Vivere ai margini: l’utopia concreta delle aree interne

Vivere ai margini: l’utopia concreta delle aree interne
di *Angelo Palmieri   ** Vittorio Tarparelli

Chiamiamo interne quelle aree significativamente distanti dai centri di offerta di servizi essenziali (di istruzione, salute e mobilità), ricche di importanti risorse ambientali e culturali e fortemente diversificate per natura e a seguito di secolari processi di antropizzazione”. Questa la definizione di “Aree Interne” proposta dal Dipartimento per lo Sviluppo e la Coesione Economica a dicembre 2013, a valere per i territori del Paese più distanti dai servizi essenziali, e cioè per quattromila comuni, un quarto della popolazione italiana, territori a forte rischio spopolamento (in particolare per i giovani), in cui la qualità dell’offerta educativa risulta spesso compromessa.

Per affrontare le irrisolte questioni delle Aree Interne – dall’abbandono del luogo all’invecchiamento della popolazione, dalla decrescita economica alla riduzione dell’occupazione, dalla precarietà dei servizi civili alla fragilità sociale, dalla decadenza del patrimonio paesaggistico e culturale alla friabilità degli equilibri agro-forestali e idrogeologici – si giungeva nel 2012, con l’allora ministro della coesione territoriale Fabrizio Barca, a proporre una “Strategia Nazionale delle Aree Interne” (SNAI) con l’obiettivo di intervenire su alcuni processi di marginalizzazione avviando percorsi di sviluppo centrati sulla “qualità della vita delle persone” attraverso crescita e inclusione sociale.
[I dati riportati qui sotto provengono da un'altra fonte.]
PR #29823, opened 2024-11-06
fix(rspack): rspack builder usage without installing webpack

### LINKED ISSUE #29811: webpack is required for rspack builder
### Environment

```bash
- Node Version:     v22.7.0
- Nuxt Version:     3.14.0
- CLI Version:      3.15.0
- Nitro Version:    2.10.3
- Package Manager:  yarn@4.5.1
- Builder:          rspack
- User Config:      default
- Runtime Modules:  -
- Build Modules:    -
```

### Reproduction

A minimal Nuxt app is enough.

`package.json`:
```json
{
    "devDependencies": {
        "@nuxt/rspack-builder": "^3.12.2",
        "nuxt": "^3.14.0"
    },
    "scripts": {
        "build": "nuxt build"
    },
    "packageManager": "yarn@4.5.1"
}
```

`nuxt.config.ts`:
```ts
    builder: 'rspack'
})
```

`app.vue`:
```vue
<template>
    <NuxtLayout>
        <NuxtPage />
    </NuxtLayout>
</template>
```

`pages/index.vue`:
```vue
<template>
    <div>
        Hello!
    </div>
</template>
```

Note that I dont have webpack installed on my machine.

### Describe the bug

When running `nuxt build`, the process throws error, say that it cant import webpack in webpackbar's file.

I have tried patching the import to `@rspack/core` but no luck.

### Additional context

N/A.

### Logs

```bash
Nuxt Build Error: Cannot find package 'webpack' imported from D:\[...]\node_modules\webpackbar\dist\index.mjs  

  at packageResolve (node:internal/modules/esm/resolve:839:9)
  at moduleResolve (node:internal/modules/esm/resolve:908:18)
  at defaultResolve (node:internal/modules/esm/resolve:1038:11)
  at ModuleLoader.defaultResolve (node:internal/modules/esm/loader:554:12)
  at ModuleLoader.resolve (node:internal/modules/esm/loader:523:25)
  at ModuleLoader.getModuleJob (node:internal/modules/esm/loader:246:38)
  at ModuleJob._link (node:internal/modules/esm/module_job:126:49)
```

HigherOrderLogic:
### 🔗 Linked issue

Resolves #29811.

### 📚 Description

Checking what's the type of builder using and importing it to avoid modules not found problem.

## Summary by CodeRabbit

- **New Features**
	- Introduced `WebpackBarPlugin` for improved build progress reporting and error handling.
  
- **Dependency Updates**
	- Upgraded `webpackbar` dependency from version `^6.0.1` to `^7.0.0` in both `@nuxt/rspack-builder` and `@nuxt/webpack-builder` packages.

- **Bug Fixes**
	- Enhanced error state evaluation and progress reporting within the Webpack preset configuration.

### DIFF
--- a/packages/webpack/builder.d.ts
+++ b/packages/webpack/builder.d.ts
@@ -1,8 +1,10 @@
 declare module '#builder' {
   import type Webpack from 'webpack'
+  import type WebpackBarPlugin from 'webpackbar'
   import type MiniCssExtractPlugin from 'mini-css-extract-plugin'
 
   export const webpack: typeof Webpack
+  export const WebpackBarPlugin: typeof WebpackBarPlugin
   export const MiniCssExtractPlugin: typeof MiniCssExtractPlugin
   export const builder: 'webpack' | 'rspack'
 }
--- a/packages/webpack/builder.d.ts
+++ b/packages/webpack/builder.d.ts
@@ -1,10 +1,9 @@
 declare module '#builder' {
   import type Webpack from 'webpack'
-  import type WebpackBarPlugin from 'webpackbar'
   import type MiniCssExtractPlugin from 'mini-css-extract-plugin'
 
   export const webpack: typeof Webpack
-  export const WebpackBarPlugin: typeof WebpackBarPlugin
+  export const WebpackBarPlugin: typeof import('webpackbar').default
   export const MiniCssExtractPlugin: typeof MiniCssExtractPlugin
   export const builder: 'webpack' | 'rspack'
 }
--- a/packages/webpack/src/presets/base.ts
+++ b/packages/webpack/src/presets/base.ts
@@ -104,14 +104,15 @@ function basePlugins (ctx: WebpackConfigContext) {
             if (stats.hasErrors()) {
               ctx.nuxt.callHook(`${builder}:error`)
             } else {
-              // @ts-expect-error TODO: this should be valid
+              // @ts-expect-error TODO
               logger.success(`${stats.name} ${stats.message}`)
             }
           },
           allDone: () => {
             ctx.nuxt.callHook(`${builder}:done`)
           },
-          progress (_, { statesArray }) {
+          // @ts-expect-error TODO: there is NO statesArray on type ProgressPlugin, this error is correct
+          progress ({ statesArray }) {
             ctx.nuxt.callHook(`${builder}:progress`, statesArray)
           },
         },
--- a/packages/webpack/src/presets/base.ts
+++ b/packages/webpack/src/presets/base.ts
@@ -94,12 +94,12 @@ function basePlugins (ctx: WebpackConfigContext) {
       stats: !ctx.isDev,
       reporter: {
         reporter: {
-          change: (_, { shortPath }) => {
+          change: (_: any, { shortPath }: any) => {
             if (!ctx.isServer) {
               ctx.nuxt.callHook(`${builder}:change`, shortPath)
             }
           },
-          done: ({ state }) => {
+          done: ({ state }: any) => {
             if (state.hasErrors) {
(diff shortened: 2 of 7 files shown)


packages/webpack/src/presets/base.ts
```diff
@@ -1,7 +1,9 @@
 import { normalize, resolve } from 'pathe'
 // @ts-expect-error missing types
 import TimeFixPlugin from 'time-fix-plugin'
+import type { WebpackBarOptions } from 'webpackbar'
```
pi0, line 4: This line requires webpack as dependency. We need to use dynamic async import

danielroe (commented):
the way I've done it so far is to add exports from `builder.mjs` in each package's folder

that way we can have direct imports that are different in webpack vs rspack

HigherOrderLogic:
Then how should I declare the type for the `#builder` module? Just import from the `webpackbar` as usual?

danielroe:
yes - the types aren't included in the built project

HigherOrderLogic:
> the way I've done it so far is to add exports from builder.mjs in each package's folder

Done, not sure about the typecheck part tho.

If there is any way to remove the `: any` part to retain the strict typecheck, I'm happy to do it.

packages/webpack/src/presets/base.ts
```diff
@@ -88,20 +87,19 @@ function basePlugins (ctx: WebpackConfigContext) {
...
+    ctx.config.plugins.push(new WebpackBarPlugin({
       name: ctx.name,
       color: colors[ctx.name as keyof typeof colors],
       reporters: ['stats'],
-      // @ts-expect-error TODO: this is a valid option for Webpack.ProgressPlugin and needs to be declared for WebpackBar
       stats: !ctx.isDev,
       reporter: {
         reporter: {
-          change: (_, { shortPath }) => {
+          change: (_: any, { shortPath }: any) => {
```
danielroe, line 97: any reason we don't have types for these?

HigherOrderLogic: I'm not sure, after changing to importing from `#builder`, the typecheck just throw error in those place.

My Vscode's intellisense is also showing the `WebpackBarPlugin` as `any` type.

image

packages/webpack/builder.d.ts
```diff
@@ -3,6 +3,7 @@ declare module '#builder' {
   import type MiniCssExtractPlugin from 'mini-css-extract-plugin'
 
   export const webpack: typeof Webpack
+  export const WebpackBarPlugin: typeof import('webpackbar').default
```
danielroe, line 6: can you add an `import type` above like with `MiniCssExtractPlugin`? might that resolve the issue?

HigherOrderLogic: That was what I did previously, the type was `any`.

danielroe: if so then that is a bug in the types for `webpackbar`, probably

packages/webpack/src/presets/base.ts
```diff
@@ -101,16 +100,18 @@ function basePlugins (ctx: WebpackConfigContext) {
...
             } else {
-              logger.success(`${state.name} ${state.message}`)
+              // @ts-expect-error TODO
+              logger.success(`${stats.name} ${stats.message}`)
             }
           },
           allDone: () => {
             ctx.nuxt.callHook(`${builder}:done`)
           },
+          // @ts-expect-error TODO: there is NO statesArray on type ProgressPlugin, this error is correct
```
danielroe, line 114: in that case we probably need to update the hook signature + pass what we have

HigherOrderLogic: This has been fixed, the only left is the `stats` one.

danielroe (approved):
thank you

A dire il vero la storia d’Italia conosce non pochi studi e provvedimenti destinati alle aree marginali, a cominciare dal Rapporto Jacini (1877-1884), che affrontava le condizioni della proprietà fondiaria e delle classi agricole e proponeva i mezzi più idonei per promuovere gli interessi della proprietà e migliorare le condizioni delle popolazioni contadine, giungendo a sostenere una maggiore libertà di commercio, il potenziamento di strade e ferrovie, la diffusione dell’istruzione agraria, lo sviluppo dello spirito d’associazione, l’incremento della carità e della solidarietà.

Poi nella seconda metà degli anni ’20 del Novecento c’è stata la ricerca istituita di concerto con INEA e CNR sullo “spopolamento montano in Italia” con l’intento non già di quantificare numericamente i dati di tale esodo quanto di analizzare le cause del fenomeno e proporre possibili soluzioni al problema. Ma si è dovuto aspettare sino al 1971 per la Legge 1102/71 che, per affrontare le criticità di tali aree, istituiva le “esecrande comunità montane” il cui obiettivo era di concorrere all’eliminazione degli squilibri di natura sociale ed economica tra le zone montane e il resto del territorio nazionale, alla difesa del suolo e alla protezione della natura.  Alle roboanti intenzioni poste nelle premesse oggi si oppongono i risultati raggiunti, a condannare sotto cumuli di scartoffie e di pubblica ignominia – vedi il sarcasmo riservato alle comunità montane “marittime” – questo tentativo di redenzione.

La SNAI ha avuto il merito di affrontare il declinante destino di questi territori, almeno nelle fasi preliminari, proponendo un approccio multidisciplinare, fino ad includervi la suggestiva e poetica “paesologia” di Franco Arminio.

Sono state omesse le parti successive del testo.